First, the court found with respect to Aventis’s demand that generic manufacturers of leflunomide be forced to produce their own 100 mg tablet in order to succeed with their ANDAs, that Aventis knew the FDA had long permitted ANDAs to be approved to market certain, but not all, dosage strengths of a branded drug.  Further, the court found that Aventis knew that the generic maintenance doses would be just as safe and effective as Arava’s maintenance doses regardless of whether the generic manufacturers provided their own loading doses.  Second, with respect to Aventis’s demand that the generic manufacturers establish bioequivalence between one 100 mg pill and a substitute of five 20 mg pills, the court stated that Aventis knew that establishing bioequivalence between different dosage strengths of the same drug is not required.  Finally, with respect to Aventis’s demand that the generic manufacturers should not be permitted to reference Aventis’s 100 mg pill in their label, the court noted that Aventis knew that drug manufacturers were permitted under FDA regulations to cross-reference other drugs and dosages because Avantis itself had done so in two instances.

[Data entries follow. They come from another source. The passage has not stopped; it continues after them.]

PR #15442, opened 2016-12-28
Update canRun check of AB test, and make it more resilient

katebee:
## What does this change?

Previous `canRun` check was relying on the headline entered in Composer - when the headline was changed it stopped the test running.

The new check is based on the page URL, which is much less likely to change.

Fixes a test and makes it harder to break in the future.

Nope


GHaberis:
@katebee 👍

PR #15443, opened 2016-12-29
Extend RecommendedForYou and scale the images

katebee:
## What does this change?

- Extends the JavaScript expiry date of the test
- Makes the images of the recommendations facia-cards fit correctly on smaller displays

- Less red on the switches dashboard
- Recommendations facia-cards have an image overflow issue at narrow (tablet/mobile) resolutions

Nope

##### Before:

picture 420

##### After:

picture 425

---------
@lmath


lmath:
:+1:

PR #15444, opened 2016-12-29
end of year variant removed for US eoy campaign

Mullefa:
## What does this change?

Removes the End Of Year epic variant from the US end of year campaign.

The court concluded that from the record, it was clear Aventis was fully aware that the relief they requested in their Petition was contrary to FDA law and practice.  Thus the court held that Aventis was not entitled to summary judgment on plaintiffs’ sham litigation claim because there were genuine issues of fact with respect to Avantis’s objective basis for filing the Petition.

Aventis’s Argument for Summary Judgment on Causation

The court next turned to Avantis’s second ground for summary judgment – that plaintiffs were unable to show that the Citizen Petition in fact delayed the ANDAs.  To show causation, the court stated that plaintiffs were required to demonstrate that the injuries they alleged would not have occurred but for Avantis’s antitrust violation.  Avantis argued that there were alternative bases for the delay of ANDA approvals.  First, Avantis argued that the any delay was due to the FDA’s "cluster review" of the ANDAs, as evidenced by the approval of all six generic applications a day after the last generic manufacturer agreed to certain toxicity specifications.  Second, Avantis argued that the common deficiencies addressed and amended by the FDA were responsible for any delay, and not the Petition.

The court stated that whether or not the FDA reviewed the six ANDAs in a cluster, it doubted that the FDA would delay approval of one ANDA that was ready in order to await the approval of all ANDAs in a cluster because this would violate FDA regulations and undermine the purpose of cluster review, which is to expedite the introduction of cheaper generic drugs in the marketplace.  Second, the court found that the deficiencies raised after the Petition was filed were only minor issues and could arguably have been approved quickly via "Minor" or "Telephone" amendments either before or after approval pursuant to FDA regulations.  From the record, the court determined that there was nothing else in effect to block the applications and that at a minimum it was a jury question.